__YOUR GOAL__:
From the records below, copy the lines that include "changed".
=== DATASET ENTRIES ===
PR #494, opened 2023-11-13
Deprecate the deprecator

zigaLuksic:
The deprecator from typing_extensions has additional benefits of IDEs picking it up

image

I wanted to deprecate our own deprecators, but then users would get spammed with stuff that they have no control over (since it would happen on import. So I want to wait with that (or just remove them after a while)


mlubej (approved):
You plan to do a separate MR for preparing the release, right?

zigaLuksic:
> You plan to do a separate MR for preparing the release, right?

yes

PR #496, opened 2023-11-13
Further remove AWS docs

zigaLuksic:


examples/batch_statistical.ipynb
mlubej, line 1: I assume this contains the parts where aws credentials are provided but not used anywhere?

zigaLuksic: we probably changed this a while ago but didnt notice that it had to be changed in the example

mlubej (approved):

PR #505, opened 2023-12-07
Default retry time

zigaLuksic:
I added a parameterized default retry time, which we can then set in all services.

I also already set a class parameter in the `SentinelHubService` base class which the subclasses just override.

### DIFF
--- a/sentinelhub/download/sentinelhub_client.py
+++ b/sentinelhub/download/sentinelhub_client.py
@@ -34,7 +34,7 @@ class SentinelHubDownloadClient(DownloadClient):
     _CACHED_SESSIONS: ClassVar[dict[tuple[str, str], SentinelHubSession]] = {}
     _UNIVERSAL_CACHE_KEY = "universal-user", "default-url"
 
-    def __init__(self, *, session: SentinelHubSession | None = None, default_retry_time: float = 0, **kwargs: Any):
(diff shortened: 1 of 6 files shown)


sentinelhub/download/sentinelhub_client.py
```diff
@@ -84,10 +87,9 @@ def _execute_download(self, request: DownloadRequest) -> DownloadResponse:
                 )
                 response = self._do_download(request)
 
-                self._execute_thread_safe(self.rate_limit.update, response.headers)
-
                 if response.status_code == requests.status_codes.codes.TOO_MANY_REQUESTS:
                     warnings.warn("Download rate limit hit", category=SHRateLimitWarning)
+                    self._execute_thread_safe(self.rate_limit.update, response.headers, default=self.default_retry_time)
```
zigaLuksic, line 92: The thing i am not 100% sure about is this.
Currently `rate_limit.update` will try and get a retry number from headers, if it cannot find it, it will take 0. This is updated no matter what kind of response one gets.

Since we now add a default retry time, that should probably only go in effect when we get a 429 right? But do we ever get retry headers in a non-429 response? if yes, then i need to tweak the logic a bit more.

The only scenario (that i am not sure is realistic) is that a user makes a successful request, which has a retry time, which is not applied. They have an external for-loop and immediately call the client again, but the retry time is not applied. But tbh it does not seem like a valid scenario.

batic: cc @tomislijepcevic

PR #512, opened 2023-12-12
Feat/cdse reference

chorng:
* Update service url selection logic for the `get_available_timestamps` helper function, ogc, wfs, `TileSplitter`, processing api, and statistical api.
* Update tests

### DIFF
--- a/sentinelhub/api/base_request.py
+++ b/sentinelhub/api/base_request.py
@@ -8,7 +8,7 @@ from abc import ABCMeta, abstractmethod
 from typing import Any
 
 from ..base import DataRequest
-from ..constants import MimeType, MosaickingOrder, RequestType, ResamplingType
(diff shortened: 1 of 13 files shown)


chorng:
@zigaLuksic Seems that the pipeline failed because of the missing [cdse profile](https://github.com/sentinel-hub/sentinelhub-py/pull/512/files#diff-e52e4ddd58b7ef887ab03c04116e676f6280b824ab7469d5d3080e5cba4f2128R37) which I used to run tests locally.

How could I add a profile to the pipeline for testing on CDSE?

Adrok24:
I havent review everything in detail yet. But maybe after making the tests pass by adding the instance_id for cdse, we should think how to add a flag to skip the cdse cases. Maybe a decorator to wrap test functions, which ignore shconfig(cdse) when a command like --skip-cdse is passed.

zigaLuksic:
closing this one for now

PR #514, opened 2023-12-18
Feat/cdse doc

chorng:
Update examples for Copernicus Data Space Ecosystem users:
- processing api
- catalog api
- ogc api
- large area utilities
- statistical api


examples/data/interpolation_evalscript_cdse.js
```diff
@@ -0,0 +1,177 @@
...
+    while (cDate < end) {
+        sampled_dates.push(cDate);
+        cDate = increase(cDate, period, period_unit);
+    }
+    return sampled_dates;
+}
+
+function is_valid(smp) {
+  // Check if the sample is valid (i.e. contains no clouds or snow)
+  let scl = smp.SCL;
```
Adrok24, line 116: Give me context, these cdse evalscripts are included because some bands are different?

examples/data_search_cdse.ipynb
Adrok24, line 1: Maybe including a line when you set config with the cdse base-url? or is this somewhere else?

examples/large_area_utilities_cdse.ipynb
Adrok24, line 1: Same comment as before

examples/ogc_request_cdse.ipynb
Adrok24, line 1: Here the same, but also when i click the link in the cell that explains the shconfig https://sentinelhub-py.readthedocs.io/en/latest/configure.html and there is no mention on CDSE endpoint. correct me if i am wrong

Adrok24 (commented):
In general if the examples work with the cdse endpoint it seems ok! but with the comments I made adding info about the CDSE, or showing where you set the endpoint. Maybe this is done somewhere else and i m not seeing it.

examples/data/interpolation_evalscript_cdse.js
chorng: Yes, the example was using CLM which does not exist in CDSE

examples/data_search_cdse.ipynb
chorng: It's going to be added to the configuration section

examples/ogc_request_cdse.ipynb
chorng: Configuration will be added to the configuration page to which you point

docs/source/configure.rst
```diff
@@ -96,6 +96,32 @@ Batch, BYOC, and other APIs). There is "OAuth clients" frame where we can create
...
+
+    config = SHConfig()
+    config.sh_client_id = 'oauth-client-id'
+    config.sh_client_secret = 'oauth-client-secret'
+    config.sh_base_url = 'https://sh.dataspace.copernicus.eu'
+    config.sh_token_url = 'https://identity.dataspace.copernicus.eu/auth/realms/CDSE/protocol/openid-connect/token'
+
+
+.. admonition:: Supported Data Collections
+
```
zigaLuksic, line 120: here I'd also mention that when using `DataCollections` they also need to be configured for CDSE and then a link to the appropriate example notebook.

docs/source/index.rst
```diff
@@ -12,4 +12,5 @@ Documentation of `sentinelhub` Python package
     logging
     examples
     tutorials
+    cdse
```
zigaLuksic, line 15: should we group these three together or is it fine the way it is now?

examples/data_search_cdse.ipynb
zigaLuksic, line 1: there are a few examples here which seem nearly identical to non-cdse ones. What are the relevant changes in these notebooks?

docs/source/configure.rst
chorng: It will be a bit tricky to mention it here. In short, APIs with a dedicated class, e.g., catalog, batch, batch stat, etc., do not require a specific `DataCollection.define_from()` configuration. Other requests built on `SentinelHubServices`, `SentinelHubFeatureIterator` and `TileSplitter` require the special configuration.

To  avoid confusion, I'd keep CDSE as a separate session and direct CDSE to follow examples there.

docs/source/index.rst
zigaLuksic: I was thinking of adding a .rst files named `Examples` which then includes these three subcategories (so that the sidebar is nicely grouped) unless you want the CDSE examples to be extra visible

docs/source/configure.rst
zigaLuksic: I was thinking something along the lines of 
```
 With the Copernicus Data Space Ecosystem Configuration, please find the available data collections on
    `Copernicus Data Space Ecosystem indexed in Sentinel Hub`_. See [the example notebook](link-to-notebook) on how to configure them for direct use in `sentinelhub-py`.
```

or do you think its too specific to process API and the likes?

chorng: How about this?
```
See [the Copernicus Data Space Ecosystem tutorials](link-to-cdse-index) on how to configure them for direct use in `sentinelhub-py`.
```

zigaLuksic: sounds good

examples/data_search_cdse.ipynb
zigaLuksic: This examples add about 6k lines to the repo, and only a fraction of these is really relevant.

The reason i see for adding these notebooks (as they are) is if CDSE is a priority and we want users to have examples that they can run end-2-end instead of running a regular example with some adjustments that we tell them how to do.

So at the end of the day, it depends on how important CDSE is for us, which I guess is 'very'. In that case I think we can proceed.

docs/source/configure.rst
chorng: Added

examples/data_search_cdse.ipynb
chorng: Yes I think we can proceed. The naming can be changed if we find users are still confused

zigaLuksic:
@chorng any other plans for this?

chorng:
@zigaLuksic Nope. I think we can merge this pr if you also agree with it.

PR #527, opened 2024-04-24
Add configuration to limit rate limit retries

Regan-Koopmans:
At the moment the default behaviour is to retry requests indefinitely when rate limits are reached on the server side. For some use-cases it would be helpful to limit this behaviour, and allow the calling code to handle this with some backoff mechanism. In particular, if multiple processes are submitting requests it does not make sense for them to compete over the finite rate limit.

To achieve this I have added a new config called `max_rate_limit_retries`, which is `None` by default. If this configuration has a numeric value we will raise an `OutOfRequestsException` once the number of download attempts has exceeded the configuration value. I am open to changing the naming if necessary.

### DIFF
--- a/sentinelhub/config.py
+++ b/sentinelhub/config.py
@@ -46,6 +46,7 @@ class _SHConfig:
     download_sleep_time: float = 5.0
     download_timeout_seconds: float = 120.0
     number_of_download_processes: int = 1
+    max_rate_limit_retries: int | None = None
 
     def __post_init__(self) -> None:
         if self.sh_auth_base_url is not None:
@@ -94,6 +95,7 @@ class SHConfig(_SHConfig):
           attempt this number exponentially increases with factor `3`.
         - `download_timeout_seconds`: Maximum number of seconds before download attempt is canceled.
         - `number_of_download_processes`: Number of download processes, used to calculate rate-limit sleep time.
+        - `max_rate_limit_retries`: Maximum number of retries caused by rate limits until an exception is raised.
 
     The location of `config.toml` for manual modification can be found with `SHConfig.get_config_location()`.
     """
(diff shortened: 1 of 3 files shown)


zigaLuksic:
I switched the base to `develop`
I also see that there are some issues with the tests ATM, i'll investigate

zigaLuksic:
@Regan-Koopmans  after the switch to `develop` it is a bit harder to see what the actual changes are. Could you perhaps rebase your changes to `develop`?

sentinelhub/config.py
```diff
@@ -46,6 +46,7 @@ class _SHConfig:
     download_sleep_time: float = 5.0
     download_timeout_seconds: float = 120.0
     number_of_download_processes: int = 1
+    max_rate_limit_retries: int | None = None
```
zigaLuksic, line 49: since this parameter covers any retriable error, it might as well be renamed to `max_retries`

zigaLuksic (commented):
Looks great. Ready for merging after renaming.

Do you have any preferences on when this should be released?

sentinelhub/config.py
Regan-Koopmans: That is true, I have pushed a change for this.

Regan-Koopmans:
> Do you have any preferences on when this should be released?

We have a soft launch next week. In an ideal world we could incorporate this change before then, but we would not need to block on this, as it is considered a "nice to have". We can also already develop against this change being released, since we know what exception to expect.

zigaLuksic:
> > Do you have any preferences on when this should be released?
> 
> We have a soft launch next week. In an ideal world we could incorporate this change before then, but we would not need to block on this, as it is considered a "nice to have". We can also already develop against this change being released, since we know what exception to expect.

We'll try to find time to release this week, but no promises :)

Regan-Koopmans:
Also thanks for the quick turnaround time with reviews!

PR #536, opened 2024-07-31
Wait for batch process API job to update status from PROCESSING to something else

mlubej:
A simple addition with more descriptions.

Another option would be to run the `while` loop as long as the status is `PROCESSING`, but perhaps the user would be confused why the job doesn't move forward as soon as the progress bars hit 100%. An additional reason is that the suggested implementation is perhaps more informative

### DIFF
--- a/sentinelhub/api/batch/utils.py
+++ b/sentinelhub/api/batch/utils.py
@@ -93,6 +93,13 @@ def monitor_batch_job(
     failed_tiles_num = finished_count - success_count
     if failed_tiles_num:
         LOGGER.info("Batch job failed for %d tiles", failed_tiles_num)
+
+    LOGGER.info("Waiting on batch job status update.")
+    while batch_request.status is BatchRequestStatus.PROCESSING:
+        time.sleep(sleep_time)
+        batch_request = batch_client.get_request(batch_request)
+
+    LOGGER.info("Batch job finished with status %s", batch_request.status.value)
     return tiles_per_status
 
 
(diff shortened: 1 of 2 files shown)


zigaLuksic (approved):

mlubej:
@zigaLuksic in the `monitor_batch_job` we have the `monitor_batch_analysis` function which waits until the batch analysis is finished and then moves on. Then we put the responsibility of starting the job on the user, but if the user doesn't start the batch job, the loop will run forever. 

Wouldn't it make more sense if the `monitor_batch_job` finishes early if the last user action was not `START`, and if it was, it waits for the `PROCESSING` status?

zigaLuksic:
> @zigaLuksic in the `monitor_batch_job` we have the `monitor_batch_analysis` function which waits until the batch analysis is finished and then moves on. Then we put the responsibility of starting the job on the user, but if the user doesn't start the batch job, the loop will run forever.
> 
> Wouldn't it make more sense if the `monitor_batch_job` finishes early if the last user action was not `START`, and if it was, it waits for the `PROCESSING` status?
> 
> Asking because some test cases don't make much sense

Because `monitor_batch_job` is meant to monitor a started batch job. I'm not sure we want to think about all the possible cases of it being used wrong, because there are too many. Or do you think it's crystal clear?

mlubej:
Fixed the tests by additionally mocking the `batch_client.get_request` calls and updating the number of expected calls/loops

> I'm not sure we want to think about all the possible cases of it being used wrong, because there are too many. Or do you think it's crystal clear?

It could very well be that I have a focus on a specific and this wouldn't hold in general, so I'm fine with leaving it like it is, I just wanted to point out that the tests simulate cases which don't seem to be realistic. I agree that it's hard to draw the line between the functionality and what is expected from the user. I guess that so far this has not been a problem, so let's leave it as it is.

PR #549, opened 2024-11-07
Add wait wrapper around Batch V1/V2 user action calls until the status changes

mlubej:
- Added a simple wrapper which first saves the old status before performing the action, then it repeatedly checks for a status update until the wait is over. if the status doesn't change, it logs a warning
- added also for Batch V2
- added mocked tests for both

### DIFF
--- a/sentinelhub/api/batch/process.py
+++ b/sentinelhub/api/batch/process.py
@@ -11,7 +11,7 @@ import time
 from dataclasses import dataclass, field
 from enum import Enum
 from functools import wraps
-from typing import Any, Callable, Dict, Iterator, List, Optional, Tuple, Union
+from typing import Any, Callable, Dict, Iterator, List, Optional, Tuple, TypeVar, Union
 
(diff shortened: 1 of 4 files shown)


sentinelhub/api/batch/process.py
```diff
@@ -29,6 +31,23 @@
 BatchCollectionType = Union[str, dict, "BatchCollection"]
 
 
+def batch_user_action_wait_for_status_change(func: Callable) -> Callable:
+    @wraps(func)
+    def retrying_func(self: SentinelHubBatch, batch_request: BatchRequest) -> Json:
```
mlubej, line 36: @zigaLuksic not sure about the `self` type here. It works for batch V1, but batch V2 in principle has a different class, which I don't import here, but `mypy` seems to be happy

mlubej:
Closing in favor of https://github.com/sentinel-hub/eo-grow/pull/360

PR #564, opened 2025-09-09
Fix tests in develop

mlubej:


examples/fis_request.ipynb
zigaLuksic, line 1: actually FIS is being deprecated, so it's better to remove this notebook completely IMO

mlubej: done

PR #565, opened 2025-09-10
Remove batch processing v1

zigaLuksic:
I was looking for a way to add a warning or error if anyone tries to import version 1, but since we reexport everything in upper modules i don't think there is a nice way to do that

### DIFF
--- a/sentinelhub/api/batch/process_v2.py
+++ b/sentinelhub/api/batch/process_v2.py
@@ -4,7 +4,7 @@ Deprecated module for Batch Processing v2 API. The contents have been moved to `
 
 import warnings
 
-from sentinelhub.api.batch.process import *  # noqa: F403
+from sentinelhub.api.batch.process import *  # noqa: F403 # pylint: disable=unused-wildcard-import, wildcard-import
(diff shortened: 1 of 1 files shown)


sentinelhub/api/batch/base.py
```diff
@@ -36,9 +34,8 @@ class BatchUserAction(Enum):
 
     START = "START"
     ANALYSE = "ANALYSE"
-    NONE = "NONE"
-    CANCEL = "CANCEL"
     STOP = "STOP"
+    NONE = "NONE"
```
===
__WRITTEN RESPONSE__:
zigaLuksic: we probably changed this a while ago but didnt notice that it had to be changed in the example
chorng: Yes I think we can proceed. The naming can be changed if we find users are still confused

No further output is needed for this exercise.